# Cat 420E it/ Takeuchi Tl 140 Dec 17/08 storm videos



## firehog13 (Aug 14, 2008)

Just thought I share some videos of the equipment in action, I was at the fire hall doing a 24 hr shift so by the time I got home in the morning my crew of guy's had already had most of the fun with the white stuff, the video shows the machines doing clean up. It was very icy under the snow on my properties that have asphalt, the machines where slipping a bit, but managed to do pretty good once you got some speed when pushing. I'll try and get some fresh snow videos this Friday and Sunday because it looks like every one is going to get hammered with snow this weekend in Ontario Canada. I also adjusted the wing speed on my blades last night they move so fast now that you could knock a base ball out of the park with them, ha ha.

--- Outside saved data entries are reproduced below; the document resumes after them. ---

PR #78, opened 2024-07-17
add pydantic models for the sift grafana plugin queries

bgfreeman7:
This adds pydantic models for the json queries in the Sift Grafana plugin.

### DIFF
--- a/python/lib/sift_grafana/sift_query_model.py
+++ b/python/lib/sift_grafana/sift_query_model.py
@@ -1,34 +1,37 @@
-from typing import Any, List, Optional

Good luck to every one and plow safely tymusic


----------



## greenred (Nov 30, 2008)

Nice Videos 


Because of the videos titles I keep having Trailer Park Boys scenes flash in my head 

JRock baby tymusic


----------



## firehog13 (Aug 14, 2008)

*J-rock-inc*

That's funny, I get that allot from people and I enjoy Bubbles, Julian, Ricky and lets not forget J-Roc, that show cracks me up any time I watch it. I actually named my business after my step dad who passed a couple of years ago, his name was John Vance and he was solid like a rock, this is where J for John and Rock for what he represented to me came from. He helped raise me with my mom since I was 3 and taught me a lot about business, respect and doing a job with the pride. Those things have stuck with me through my life and have helped me build a successful carrier with the Fire Department and build a solid business. I owe allot to the man I call J-Rock. Hope you enjoyed the vids and i'll try to have more next week.:salute:tymusic


----------



## Muirs Landscape (Nov 13, 2007)

We have a 420E it one of the best machines ever used. Its awsome lots of power pushing snow


----------



## mike psd (Aug 12, 2007)

thank you the vids very nice some of those links are doubles maybe its on my end . be safe tomorrow and sunday whatever happens :salute:


----------



## greenred (Nov 30, 2008)

firehog13;682139 said:


> That's funny, I get that allot from people and I enjoy Bubbles, Julian, Ricky and lets not forget J-Roc, that show cracks me up any time I watch it. I actually named my business after my step dad who passed a couple of years ago, his name was John Vance and he was solid like a rock, this is where J for John and Rock for what he represented to me came from. He helped raise me with my mom since I was 3 and taught me a lot about business, respect and doing a job with the pride. Those things have stuck with me through my life and have helped me build a successful carrier with the Fire Department and build a solid business. I owe allot to the man I call J-Rock. Hope you enjoyed the vids and i'll try to have more next week.:salute:tymusic


That was really thoughtful you and very respectful of your step dad. I got lucky in the step dad department too. You dont realize it really till you are older at least I didnt.


----------



## Supper Grassy (May 31, 2007)

SWEET videos i like the commatary


----------



## samjr (Mar 18, 2008)

*we just got a new 420E*



Muirs Landscape;682187 said:


> We have a 420E it one of the best machines ever used. Its awsome lots of power pushing snow


tymusici love the 420E but slow as hell in 4th and trying to go up a hill forget it have to go to 3ed:realmad:


----------



## icudoucme (Dec 3, 2008)

How does the TL140 handle in the deeper snows? 4-6" range


----------



## samjr (Mar 18, 2008)

*Good*

well go along good but if the 4X4 works there ant too much that well stop u  we had 4 feet here and it did not stop me from driveing home tell it stoped snowing tymusic


----------



## samjr (Mar 18, 2008)

samjr;851022 said:


> well go along good but if the 4X4 works there ant too much that well stop u  we had 4 feet here and it did not stop me from driveing home tell it stoped snowing tymusic


OPs did not see the TL140 u asking about tell now


----------